Poggiava su una lunga travagliata storia di 10 secoli di separazione “caratterizzata
da molti errori e sofferenze” - come aveva detto nel suo indirizzo di saluto al
Papa, il metropolita Panteleimon che guidava la delegazione - sofferenze che
hanno provocato “non senza ragione in gran parte del popolo, del clero e soprattutto
tra i monaci, un clima di sfiducia e di sospetto verso la cristianità
d’occidente”. Ma ora l’intento era “aprire una nuova era d’amore e di collaborazione
efficace” tra le due Chiese; “creare un ponte di comunicazione, di riconciliazione
e di fiducia tra noi nell’Unione europea, - come affermava l’arcivescovo
Christodoulos in un messaggio al Papa - affinché la nostra testimonianza di cristiani
sia più intensa, più credibile e più efficace”.
E da
oggi la delegazione della Santa Sede svolgerà ad Atene “un programma analogo” a
quello della Delegazione della Chiesa ortodossa di Grecia a Roma, come informa
ancora il comunicato.
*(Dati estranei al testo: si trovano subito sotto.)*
PR #17, opened 2015-11-27
add view tests, turn off unneeded view code

higs4281:
Adding tests to the college cost-comparison tool.  
I'm looking for some python eyes outside my team, so pls forgive the user-tag spam.
## Additions
-  Tests, some new url configs and view tweaks.
## Removals
- Unneeded view code. 
## Review

py mates: take a peek if you can.
- @amymok @grapesmoker @imuchnik @rosskarchner @willbarton @fna

### DIFF
--- a/paying_for_college/disclosures/urls.py
+++ b/paying_for_college/disclosures/urls.py
@@ -10,10 +10,13 @@ urlpatterns = [
         name='pfc-feedback'),
 
     url(r'^technote/$',
-        TemplateView.as_view(template_name="technote.html"),
+        BaseTemplateView.as_view(template_name="technote.html"),
         name='pfc-technote'),
 
-    url(r'^api/search-schools.json', school_search_api),
+    url(r'^api/search-schools.json',
+        school_search_api,
+        name='school_search'),
+
     url(r'^api/bah-lookup.json', bah_lookup_api),
 
     url(r'^api/school/(\d+).json',
@@ -22,7 +25,7 @@ urlpatterns = [
 
     url(r'^api/worksheet/([1-z0-9-]*).json$',
         DataStorageView.as_view(),
-        name='worksheet'),
+        name='api-worksheet'),
 
     url(r'^api/worksheet/$',
         CreateWorksheetView.as_view(),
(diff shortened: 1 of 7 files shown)


paying_for_college/tests/test_views.py
```diff
@@ -1,29 +1,150 @@
...
+
+# http://www.consumerfinance.gov/paying-for-college/compare-financial-aid-and-college-cost/api/email/
+class EmailTest(django.test.TestCase):
+
+    fixtures = ['test_fixture.json']
+    factory = RequestFactory()
+
+    url = reverse('disclosures:email')
+    post_data = {'id': '00470019-e077-4fc3-9dbb-4a595fe976e6',
+                 'email': 'xxxfakexxx@gmail.com'}
```
marteki: We might not want to use three Xs here (just for optics and politics and all that fun stuff).

paying_for_college/disclosures/urls.py
```diff
@@ -10,10 +10,13 @@
...
     url(r'^technote/$',
-        TemplateView.as_view(template_name="technote.html"),
+        BaseTemplateView.as_view(template_name="technote.html"),
         name='pfc-technote'),
 
-    url(r'^api/search-schools.json', school_search_api),
+    url(r'^api/search-schools.json',
+        school_search_api,
+        name='school_search'),
+
```
willbarton, line 19: I realize this isn't really a change, but I'm going to comment on it anyway: is there a reason the endpoint ends with `.json`?

higs4281:
@willbarton we could ask ross; the url returns json, but `.json` isn't a flag for returning json as opposed to some other format. i suppose it sets up implementing `.csv` or `.xml` down the road, but it's an internal api, so that seems an unlikely use.

willbarton:
@higs4281 Wouldn't a query parameter make more sense for that then? `api/search-school?format=json`? I dunno, it's nit-picky, but it's something that sticks out to me.

The other thing that sticks out to me is the `POST` methods on the views. If we're going to taking in POST data, we'll need some kind of authentication/authorization mechanism. Would it make sense to be using something like Django Rest Framework here, which gives you all of that out of the box?

None of these are particular concerns for this PR, just things to consider going forward. This PR looks good. :+1:

higs4281:
@willbarton i think it would be worthwhile to refactor the api bits into restframework. thanks for the review.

Incontrerà
l’arcivescovo Christodoulos e i membri del Santo Sinodo; avrà conversazioni con
le Commissioni sinodali per gli affari
europei, per i rapporti interortodossi ed intercristiani, per l’educazione e
per la promozione sociale. Visiterà tra l’altro alcuni centri e scuole e il
Dipartimento delle Edizioni della Chiesa ortodossa di Grecia. La visita prevede
anche alcuni aspetti culturali, oltre a pranzi e cene ufficiali”.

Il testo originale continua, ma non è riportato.